==== Records for the task
PR #4, opened 2019-03-27
Add docs

joehoyle:
Reindexing Content
Search Index Modification
Elasticsearch Specifications
Synonyms


load.php
```diff
@@ -2,5 +2,11 @@
...
 
-add_action( 'plugins_loaded', __NAMESPACE__ . '\\bootstrap' );
-add_filter( 'hm_platform_healthchecks', __NAMESPACE__ . '\\add_elasticsearch_healthcheck' );
+use function HM\Platform\register_module;
+
+add_action( 'hm-platform.modules.init', function () {
+	register_module( 'search', __DIR__, 'Search', [ 'enabled' => true ], function () {
+		add_action( 'plugins_loaded', __NAMESPACE__ . '\\bootstrap' );
+		add_filter( 'hm_platform_healthchecks', __NAMESPACE__ . '\\add_elasticsearch_healthcheck' );
+	});
```
roborourke:
```suggestion
	} );
```

docs/README.md
```diff
@@ -0,0 +1,33 @@
...
+- Pages
+- Media
+- Custom Post Types (registered with `show_in_search` or `public`)
+- Post's Meta
+- Post's Terms
+- Post's Author
+
+When used in conjunction with the Media Rekognition feature, all images are processed for automatic keyword detection and stored in the search index too.
+
+All documents that are uploaded to the media library are also parsed and indexed. For example, if you upload a PDF file, the PDF content will be read and included in the search index. Searches for keywords and phrases that are included in the document will be then be included in search results.
```
roborourke: I don't think this is enabled by default even if the plugin is installed, see #6

docs/README.md
```diff
@@ -0,0 +1,33 @@
...
+
+- Posts
+- Pages
+- Media
+- Custom Post Types (registered with `show_in_search` or `public`)
+- Post's Meta
+- Post's Terms
+- Post's Author
+
+When used in conjunction with the Media Rekognition feature, all images are processed for automatic keyword detection and stored in the search index too.
```
roborourke: I think we might need to add a filter to add the image keywords meta field & alt text to the index if they're not in there already. Would be worth double checking.

docs/README.md
```diff
@@ -0,0 +1,33 @@
...
+
+Content that is indexed in the search index by default:
+
+- Posts
+- Pages
+- Media
+- Custom Post Types (registered with `show_in_search` or `public`)
+- Post's Meta
+- Post's Terms
+- Post's Author
```
roborourke: As of the latest version and WP 5.1 users are indexed too with improvements to `WP_User_Query`.

docs/elasticsearch-specifications.md
```diff
@@ -0,0 +1,31 @@
...
+
+- 6.2
+- 6.0
+- 5.5
+- 5.3
+- 5.1
+- 2.3
+- 1.5
+
+It's recommended to use the most up-to-date version. The specific version you want to use should be communicated to the Human Made team when requesting Elasticsearch be enabled.
```
roborourke: Altis team? Platform team? Support team?

docs/README.md
joehoyle: Hmm when I tried to activate it locally, it was already activated, so pretty sure it was on by default.

docs/elasticsearch-specifications.md
joehoyle: Yeah not sure, I think we'll correct once we go ahead with the name

docs/README.md
roborourke: Ok cool. Might want to be able to disable as it's a resource hog - especially on local, it can cause chassis to stack up unless you feed it lots of rams.

docs/README.md
joehoyle: 👍 added

docs/README.md
joehoyle: Ok, added a module setting for that!

PR #5, opened 2019-03-27
Enable elasticpress in the admin

### LINKED ISSUE #2: Turn on in admin by default

joehoyle:
To do this we also have to index all post types and post statuses. This isn't a big problem, because ES queries on the front end already pass the correct "status" permissions to the ES query, so we can't get data leakage this way.

Fixes #2


roborourke:
There are some settings that are on the admin page we should make configurable too such as indexing documents, search autocomplete, faceted search (that one we can probably make a more generic system for like we wanted for unison). Can add issues for those.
========
» Directions
Return all of the material above exactly as it stands.

» Exercise solution
PR #4, opened 2019-03-27
Add docs

joehoyle:
Reindexing Content
Search Index Modification
Elasticsearch Specifications
Synonyms


load.php
```diff
@@ -2,5 +2,11 @@
...
 
-add_action( 'plugins_loaded', __NAMESPACE__ . '\\bootstrap' );
-add_filter( 'hm_platform_healthchecks', __NAMESPACE__ . '\\add_elasticsearch_healthcheck' );
+use function HM\Platform\register_module;
+
+add_action( 'hm-platform.modules.init', function () {
+	register_module( 'search', __DIR__, 'Search', [ 'enabled' => true ], function () {
+		add_action( 'plugins_loaded', __NAMESPACE__ . '\\bootstrap' );
+		add_filter( 'hm_platform_healthchecks', __NAMESPACE__ . '\\add_elasticsearch_healthcheck' );
+	});
```
roborourke:
```suggestion
	} );
```

docs/README.md
```diff
@@ -0,0 +1,33 @@
...
+- Pages
+- Media
+- Custom Post Types (registered with `show_in_search` or `public`)
+- Post's Meta
+- Post's Terms
+- Post's Author
+
+When used in conjunction with the Media Rekognition feature, all images are processed for automatic keyword detection and stored in the search index too.
+
+All documents that are uploaded to the media library are also parsed and indexed. For example, if you upload a PDF file, the PDF content will be read and included in the search index. Searches for keywords and phrases that are included in the document will be then be included in search results.
```
roborourke: I don't think this is enabled by default even if the plugin is installed, see #6

docs/README.md
```diff
@@ -0,0 +1,33 @@
...
+
+- Posts
+- Pages
+- Media
+- Custom Post Types (registered with `show_in_search` or `public`)
+- Post's Meta
+- Post's Terms
+- Post's Author
+
+When used in conjunction with the Media Rekognition feature, all images are processed for automatic keyword detection and stored in the search index too.
```
roborourke: I think we might need to add a filter to add the image keywords meta field & alt text to the index if they're not in there already. Would be worth double checking.

docs/README.md
```diff
@@ -0,0 +1,33 @@
...
+
+Content that is indexed in the search index by default:
+
+- Posts
+- Pages
+- Media
+- Custom Post Types (registered with `show_in_search` or `public`)
+- Post's Meta
+- Post's Terms
+- Post's Author
```
roborourke: As of the latest version and WP 5.1 users are indexed too with improvements to `WP_User_Query`.

docs/elasticsearch-specifications.md
```diff
@@ -0,0 +1,31 @@
...
+
+- 6.2
+- 6.0
+- 5.5
+- 5.3
+- 5.1
+- 2.3
+- 1.5
+
+It's recommended to use the most up-to-date version. The specific version you want to use should be communicated to the Human Made team when requesting Elasticsearch be enabled.
```
roborourke: Altis team? Platform team? Support team?

docs/README.md
joehoyle: Hmm when I tried to activate it locally, it was already activated, so pretty sure it was on by default.

docs/elasticsearch-specifications.md
joehoyle: Yeah not sure, I think we'll correct once we go ahead with the name

docs/README.md
roborourke: Ok cool. Might want to be able to disable as it's a resource hog - especially on local, it can cause chassis to stack up unless you feed it lots of rams.

docs/README.md
joehoyle: 👍 added

docs/README.md
joehoyle: Ok, added a module setting for that!

PR #5, opened 2019-03-27
Enable elasticpress in the admin

### LINKED ISSUE #2: Turn on in admin by default

joehoyle:
To do this we also have to index all post types and post statuses. This isn't a big problem, because ES queries on the front end already pass the correct "status" permissions to the ES query, so we can't get data leakage this way.

Fixes #2


roborourke:
There are some settings that are on the admin page we should make configurable too such as indexing documents, search autocomplete, faceted search (that one we can probably make a more generic system for like we wanted for unison). Can add issues for those.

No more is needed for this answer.